_WHAT TO PRODUCE_:
This exercise calls for an exact copy of the data below.

_AVAILABLE DATA_:
PR #593, opened 2023-04-27
Remove exotic string types from scalar type slide

mgeisler:
When teaching the class, I’ve noticed that raw strings and byte strings tend to cause confusion. The slide is meant to be a friendly introduction and show how Rust is similar to other languages like C and C++. Instead, the string types cause a ton of questions which are unnecessary at this early point.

_EXPECTED OUTPUT_:
PR #593, opened 2023-04-27
Remove exotic string types from scalar type slide

mgeisler:
When teaching the class, I’ve noticed that raw strings and byte strings tend to cause confusion. The slide is meant to be a friendly introduction and show how Rust is similar to other languages like C and C++. Instead, the string types cause a ton of questions which are unnecessary at this early point.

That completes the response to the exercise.